Plant-based meat made in former Fishers factory

Kyran Rei and Justin Lemmens regularly fly from Wellington to Dunedin to steer The Craft Meat Company brand into a new era. Photo: Supplied
Kyran Rei and Justin Lemmens regularly fly from Wellington to Dunedin to steer The Craft Meat Company brand into a new era. Photo: Supplied
The former Fishers Meats factory that provided 100 years of production is to be taken over by a Wellington-based company making plant-based meat on the premises.

The Craft Meat Company, a brand born out of Fishers Meats, was 50-50 owned by Grant Howie and Justin Lemmens, who is also managing director of Rosa Foods Ltd in Porirua.

Mr Howie shut down Fishers Meats production last Friday.

The company behind The Craft Meat Company brand is Sustainable Foods Limited, which is to be fully owned by Mr Lemmens after putting the final touches to an acquisition of Mr Howie’s shares in the business.

‘‘We both had different skillsets within our companies and different manufacturing capabilities,’’ Mr Lemmens said.

‘‘We were making use of our different capabilities and the partnership to work together through collaboration rather than knocking heads against each other in the New Zealand market.

‘‘Grant is not in a position to complete growth [on] his side of the partnership so we have taken on the complete brand and product range under Sustainable Foods.’’

One of the company’s hallmark products is ‘‘No-Meat Mince’’, which comes in bolognese and Mexican flavours, as well as plant-based burgers and sausages.

Three staff from the 13 permanent Fishers Meats factory workers laid off last week will take on new jobs with Sustainable Foods.

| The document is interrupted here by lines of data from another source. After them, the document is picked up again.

PR #483, opened 2020-10-23
Support optionally grant GKE SA network admin on VPC host project

xingao267:
Fixes https://github.com/terraform-google-modules/terraform-google-kubernetes-engine/issues/723

### DIFF
--- a/modules/shared_vpc_access/variables.tf
+++ b/modules/shared_vpc_access/variables.tf
@@ -36,7 +36,7 @@ variable "active_apis" {
   default     = []
 }
 
-variable "gke_shared_vpc_security_admin_role_enabled" {
+variable "grant_services_security_admin_role" {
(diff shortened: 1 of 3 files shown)


modules/shared_vpc_access/variables.tf
```diff
@@ -35,3 +35,9 @@ variable "active_apis" {
   type        = list(string)
   default     = []
 }
+
+variable "gke_shared_vpc_security_admin_role_enabled" {
```
morgante, line 39: We could probably make this slightly more generic as future services might also need it.

```suggestion
variable "grant_services_security_admin_role" {
```

xingao267: Done.

morgante (approved):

Rosa Foods quality and development manager Kyran Rei, who has a stake in Sustainable Foods, said the old Fishers Meats factory and the three workers were ‘‘uniquely specialised’’ to make the plant-meat products.

‘‘We see plenty of opportunity for growth in the company, in the products themselves.

‘‘We’ve got 100% faith in the team in Dunedin, as well.’’

Mr Lemmens said the company would look at hiring more people in Dunedin as the business grew.

‘‘[The plan is] 100% to grow the business very aggressively and that is certainly going to mean more resources on the ground in Dunedin.’’

The irony of a plant-based meat company taking over a closed meat production factory was not lost on Mr Rei.

‘‘There is a degree of irony in it,’’ he said.

A plant-based burger patty. Stock photo: Getty
A plant-based burger patty. Stock photo: Getty
Mr Lemmens said the machinery and equipment used for the meat production would not be recycled to be used for the plant-based products.

‘‘We are using an entire floor, essentially as a kitchen.

‘‘But there is no animal products being made in those areas at all.’’

Mr Rei, Mr Lemmens and another manager, Shahnies Shah, would fly down from Wellington at least once a week to visit and supervise the Dunedin site.

Mr Rei was optimistic of the future of plant-based meats.

‘‘It’s definitely an interesting conversation to be a part of,’’ Mr Rei said.

‘‘Everyone’s up for it. Whether they agree with trying to take on board more plant-based options into their lifestyle ... whether people view it as a lifestyle decision or sustainable drivers, there’s a number of ways to look at the products.

‘‘One of the questions that we keep getting asked is why try to imitate meat? The answer quite simply is ‘would you eat meat if it tasted [bad]?’ The answer is no.’’

It was about getting plant-based meat to deliver in ways animal meat was popular such as in a burger, umami or the general occasion something like a roast can bring, he said.

‘‘There are some enjoyable things about eating meat ... and those are some of the things we are trying to deliver to people who want to eat plant-based options.’’

Mr Lemmens started Rosa Foods 20 years ago in Wellington as a handmade pasta company.

Rosa Foods supplies about 400 supermarkets around the country and employs about 80 staff, largely out of its Porirua offices.